Friday, October 30, 2009

JEFFERY IN THE HOUSE

“One Question” with Jeffery McNary
NORBERT MARSZALEK
neoteric ART
10/29/09

Jeffery McNary came of age in Chicago, Illinois. After a career in public service, including service as an Economic Development advisor to then Massachusetts Governor Michael Dukakis, turned to journalism and writing. His work can be found in Newsweek, Rolling Stone, The Vineyard Gazette, the Boston Phoenix, Transition Magazine, and other outlets including Chicago Art Review. His poetry has been published in Iconoclast Magazine. Mr. McNary is currently crafting a screenplay, “Ro”, in which he captures the volatility and passion of socio-political in the 60’s and 70’. He is also currently composing a volume of poetry, “Simple Epistles”. Mr. McNary currently divides his time between Cambridge, Massachusetts and Paris, France.

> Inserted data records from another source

PR #2452, opened 2022-04-30
UndockedRegFreeWinRT auto-initialization

DrusTheAxe:
Enable UndockedRegFreeWinRT automagic initialization, when using WinAppSDK/SelfContained.

NOTE: This is similar to Bootstrapper automagic initialization, when an unpackaged app is using WinAppSDK/MSIX.

You can disable (opt-out) this auto-initialization by defining the project property `<WindowsAppSdkUndockedRegFreeWinRTInitialize>false</WindowsAppSdkUndockedRegFreeWinRTInitialize>`.

If undefined (the default) this is enabled with `<WindowsAppSDKSelfContained>` is `true`

https://task.ms/38121572

### DIFF
--- a/Directory.Build.props
+++ b/Directory.Build.props
@@ -26,7 +26,7 @@
   </PropertyGroup>
 
   <Target Name="DirectoryBuildPropsInfo">
-    <Message Condition="$(WindowsAppSDKBuildPipeline) == '1'" Importance="High" Text="Directory.Build.props detects WindowsAppSDKBuildPipeline=$(WindowsAppSDKBuildPipeline)"/>
+    <Message Condition="'$(WindowsAppSDKBuildPipeline)' == '1'" Importance="High" Text="Directory.Build.props detects WindowsAppSDKBuildPipeline=$(WindowsAppSDKBuildPipeline)"/>
 
     <Error Condition="!Exists('$(RepoTestCertificatePFX)')" Text="$(RepoTestCertificatePFX) not found. Run '$(RepoRoot)\tools\DevCheck.cmd' to generate the test certificate." />
     <Error Condition="!Exists('$(RepoTestCertificatePWD)')" Text="$(RepoTestCertificatePWD) not found. Run '$(RepoRoot)\tools\DevCheck.cmd' to generate the test certificate." />
@@ -65,4 +65,12 @@
     <RepoTestCertificatePassword>$([System.IO.File]::ReadAllText('$(RepoTestCertificatePWD)').TrimEnd())</RepoTestCertificatePassword>
     <RepoTestCertificatePasswordRedacted>...redacted...</RepoTestCertificatePasswordRedacted>
   </PropertyGroup>
+
+  <!-- 'Clean As We Go' to prevent build agents from running out of disk space -->
+  <PropertyGroup Condition="('$(WindowsAppSDKCleanIntermediateFiles)' == '') and ('$(WindowsAppSDKBuildPipeline)' == '1')">
+    <WindowsAppSDKCleanIntermediateFiles>true</WindowsAppSDKCleanIntermediateFiles>
+  </PropertyGroup>
+  <Target Name="CleanIntermediateFiles" AfterTargets="Build" Condition="'$(WindowsAppSDKCleanIntermediateFiles)' == 'true'">
+    <RemoveDir Directories="$(IntermediateOutputPath)" />
+  </Target>
 </Project>
--- a/Directory.Build.props
+++ b/Directory.Build.props
@@ -66,10 +66,7 @@
     <RepoTestCertificatePasswordRedacted>...redacted...</RepoTestCertificatePasswordRedacted>
   </PropertyGroup>
 
-  <!-- 'Clean As We Go' to prevent build agents from running out of disk space -->
-  <PropertyGroup Condition="('$(WindowsAppSDKCleanIntermediateFiles)' == '') and ('$(WindowsAppSDKBuildPipeline)' == '1')">
-    <WindowsAppSDKCleanIntermediateFiles>true</WindowsAppSDKCleanIntermediateFiles>
-  </PropertyGroup>
+  <!-- 'Clean As We Go' if necessary (specified). Prevents build agents from running out of disk space -->
   <Target Name="CleanIntermediateFiles" AfterTargets="Build" Condition="'$(WindowsAppSDKCleanIntermediateFiles)' == 'true'">
     <RemoveDir Directories="$(IntermediateOutputPath)" />
   </Target>
--- a/dev/UndockedRegFreeWinRT/UndockedRegFreeWinRT-AutoInitializer.cpp
+++ b/dev/UndockedRegFreeWinRT/UndockedRegFreeWinRT-AutoInitializer.cpp
@@ -1,0 +1,25 @@
+﻿// Copyright (c) Microsoft Corporation. All rights reserved.
+// Licensed under the MIT License. See LICENSE in the project root for license information.
+
+#include <Windows.h>
+
+// Do nothing. Just exist.
+//
+// This ensures the including PE file has an import reference
+// to the WindowsAppSDK runtime DLL and thus gets loaded when
+// the including PE file gets loaded.
+
+STDAPI UndockedRegFreeWinRT_EnsureIsLoaded();
+
+// NOTE: Disable optimizations to ensure this unreferenced symbol
+//       doesn't get 'optimized away'. We need the end compiled binary
+//       to import this symbol from the Windows App SDK runtime DLL.
+#pragma optimize("", off)
+namespace Microsoft::Windows::Foundation::UndockedRegFreeWinRT
+{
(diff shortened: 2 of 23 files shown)


dev/UndockedRegFreeWinRT/UndockedRegFreeWinRT-AutoInitializer.cs
```diff
@@ -0,0 +1,26 @@
...
+{
+    internal static class NativeMethods
+    {
+        [DllImport("Microsoft.WindowsAppRuntime.dll", CharSet = CharSet.Unicode, ExactSpelling = true)]
+        internal static extern int UndockedRegFreeWinRT_EnsureIsLoaded();
+    }
+
+    class AutoInitialize
+    {
+        [global::System.Runtime.CompilerServices.ModuleInitializer]
```
riverar, line 16: Warning, this module initializer will execute when folks load the assembly in for reflection and possibly other scenarios. We previously discussed this in another PR  https://github.com/microsoft/WindowsAppSDK/pull/1582#issuecomment-942987325; believe one mitigation was to add a `if (Assembly.GetEntryAssembly() != Assembly.GetExecutingAssembly())` guard.

dev/UndockedRegFreeWinRT/UndockedRegFreeWinRT-AutoInitializer.cs
```diff
@@ -0,0 +1,26 @@
...
+        internal static void AccessWindowsAppSDK()
+        {
+            int hr = NativeMethods.UndockedRegFreeWinRT_EnsureIsLoaded();
+            if (hr < 0)
+            {
+                global::System.Environment.Exit(hr);
```
riverar, line 22: I believe in failure cases, this may result in an app appearing to _do nothing_ and confuse users. It may also cause a (temporary) startup loop for packaged apps. (I haven't verified that, but I recall failures during packaged app startup result in retry logic.)

riverar: Perhaps this should throw so WER gets a whack at it? And you get event logging, telemetry, etc.?

dev/UndockedRegFreeWinRT/UndockedRegFreeWinRT-AutoInitializer.cs
DrusTheAxe: That's interesting. I hadn't seen the earlier comment.

@Scottj1s if you concur I'll do this here _and_ add it to `MddBootstrapAutoInitializer.cs`

dev/UndockedRegFreeWinRT/UndockedRegFreeWinRT-AutoInitializer.cs
DrusTheAxe: This is only used when an app has been built using WinAppSDK/SelfContained. The only thing this really does is `LoadLibrary(Microsoft.WindowsAppRuntime.dll)`. The only way that could fail is if the application's missing that file, or something it imports (FrameworkUDK.dll - also SelfContained and placed with the app - and some OS DLLs (kernel32.dll etc)). So while it's somewhat a moral equivalent to MddBootstrapAutoInitializer.cs it's a ton simpler.

I considered baking out a rich palette of options like `MddBootstrapInitialize2(...options)` but that seemed way overkill. There's no lookup, no registered packages, and no real logic (`UndockedRegFreeWinRT_EnsureIsLoaded()` is just `{return S_OK}`). Given this is only in play when an app's using WinAppSDK/SelfContained failures here seem exceedingly rare.

I could change this to just call the function, ignore the return code and use the throwing form of P/Invoke. If the DLL can't load it would throw a .NET exception about a missing native DLL? Been a while since I saw that. Would that give a clearer symptom of the problem?

DrusTheAxe: If the DllImport's target DLL isn't found or otherwise won't load .NET throws a `DllNotFoundException`. This is similar to the C++ experience where an imported DLL can't be resolved when called loads.

`UndockedRegFreeWinRT_EnsureIsLoaded()` does nothing (`{return S_OK}`) so there's no need for any error check. The error check is if .NET can resolve the DLL, which the DllImport handles. Streamlined the code to match.

dev/UndockedRegFreeWinRT/UndockedRegFreeWinRT-AutoInitializer.cs
DrusTheAxe: Added as a proactive change. If problematic I can change or revert.

DrusTheAxe:
Build error due to out of disk space on the build server. Ping'd folks for follow up.

Kicking off another build in case it's a transient problem. Fingers crossed...

dhoehna:
Seems odd to use `true1`<WindowsAppSdkUndockedRegFreeWinRTInitialize>true</WindowsAppSdkUndockedRegFreeWinRTInitialize>` to opt-out of initialization.  This looks like an opt-in to initialization.

dhoehna:
Is there a sample on how to set up Undocked Reg Free Winrt from a selfcontained package?

DrusTheAxe:
> Is there a sample on how to set up Undocked Reg Free Winrt from a selfcontained package?

Yes, sorta. But you won't like it...

Overtly? You can LoadLibraryEx("Microsoft.WindowsAppRuntime.dll", 0, LOAD_WITH_ALTERED_SEARCH_ORDER) and handle errors. Or link importing an export from it (C++) or add a module initializer (C#) like the AutoInit code here does

Or get this PR checked in and then you get auto-init by default if you built with WindowsAppSDKSelfContained=true

DrusTheAxe:
> Seems odd to use `true1`true` to opt-out of initialization. This looks like an opt-in to initialization.

Typo in the description. Fixed. Thansk

dhoehna:
> WindowsAppSDKSelfContained=true

That is what I was searching for.  As long as "set `WindowsAppSDKSelfContained=true`" is somewhere in a sample to help developers get this in their package, I'm all good.

Directory.Build.props
```diff
@@ -65,4 +65,12 @@
     <RepoTestCertificatePassword>$([System.IO.File]::ReadAllText('$(RepoTestCertificatePWD)').TrimEnd())</RepoTestCertificatePassword>
     <RepoTestCertificatePasswordRedacted>...redacted...</RepoTestCertificatePasswordRedacted>
   </PropertyGroup>
+
+  <!-- 'Clean As We Go' to prevent build agents from running out of disk space -->
+  <PropertyGroup Condition="('$(WindowsAppSDKCleanIntermediateFiles)' == '') and ('$(WindowsAppSDKBuildPipeline)' == '1')">
```
Scottj1s, line 70: I would remove the WindowsAppSDKBuildPipeline check (prevents local testing) and have the pipeline set WindowsAppSDKCleanIntermediateFiles

Scottj1s (approved):

DrusTheAxe:
> > WindowsAppSDKSelfContained=true
> 
> That is what I was searching for. As long as "set `WindowsAppSDKSelfContained=true`" is somewhere in a sample to help developers get this in their package, I'm all good.

Nope. More like "DO NOTHING to get this in their build". You have to do something special only if you DON'T want this option.

This mirrors the Bootstrapper's auto-initialization. On by default, only have to do something if you want to opt-out

dev/UndockedRegFreeWinRT/UndockedRegFreeWinRT-AutoInitializer.cpp
```diff
@@ -0,0 +1,25 @@
...
+
+STDAPI UndockedRegFreeWinRT_EnsureIsLoaded();
+
+// NOTE: Disable optimizations to ensure this unreferenced symbol
+//       doesn't get 'optimized away'. We need the end compiled binary
+//       to import this symbol from the Windows App SDK runtime DLL.
+#pragma optimize("", off)
+namespace Microsoft::Windows::Foundation::UndockedRegFreeWinRT
+{
+static void EnsureIsLoaded()
```
sachintaMSFT, line 20: NIT: add indentation to namespace content.

dev/WindowsAppRuntime_BootstrapDLL/MddBootstrapAutoInitializer.cs
```diff
@@ -16,13 +16,22 @@
...
+using System.Runtime.InteropServices;
+
 namespace Microsoft.Windows.ApplicationModel.DynamicDependency.BootstrapCS
 {
     class AutoInitialize
     {
         [global::System.Runtime.CompilerServices.ModuleInitializer]
         internal static void AccessWindowsAppSDK()
         {
+            // Do nothing if we're being loaded for reflection (rather than execcution)
```
sachintaMSFT, line 29: NIT: spelling - execution

sachintaMSFT (approved):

Neoteric Art: How did you get involved with Chicago Art Review (chicagoartreview.net)?

Jeffery McNary: The opportunity to engage visual artists while exploring and learning about their art and various techniques is both challenging and exhilarating. For me, writing for Chicago Art Review. Net has provided a vehicle for such a very rich and uncommon opportunity.

I hardly see myself an “art critic”. I’m a working writer fortunate enough to have wandered into this genre and found a fit which works for both me and Chicago Art Review. A large portion of my time has been spent crafting a work for stage which explores the relationship between two literary giants, James Baldwin and William Styron. Baldwin lived in Styron’s Connecticut guest house while he was writing, “Another Country”. Styron was beginning, “The Confessions of Nat Turner.” It’s a fascinating story, and the project, it’s off the charts. I’m enthralled by writers who meld different avenues as the subject and times demand and expand and contract….Didion, Mailer, a dose of Sartre on occasion.

Born in Chicago, I’ve spent most of my adult life in New England, a tour of the meta-spiritual with the Jesuits, Harvard, then government and campaigns and campaigns and government and back to academia. Such tides can grow rough. A significant amount of my writing had been politically geared journalism, teamed from time to time with the occasional mandatory poetry, that queen of blood sports.

As the air in the room of political writing grew thin, I sought out other options. To my surprise my first art review found a home in Harvard’s, Transition Magazine, about a year ago. High-cotton. Not at all bad company.

I met Chicago Art Review through a gallery owner who holds some respect for my work. I wanted the kind of space and mobility the outlet has provided. The deadlines bring about a smile, and the interaction with artists calls for sensitivities to the individual’s magnetic-north, influences, and media. There’s a trust factor at play when translating the visual into the written. It shouts at the writer to neither drop nor add. It’s a marvelous banquet of sorts. It’s self defining. Perspectives cannot be un-addressed.

The objective trust factor also blends over into the editor-writer relationship, a new and enriching thing for me. It’s also helpful in rounding up the stray comma. As of yet, there’s been no “Wylie Coyote” moment. I haven’t run off a cliff, yet. To quote Baldwin, “I want to be an honest man, and a good writer.”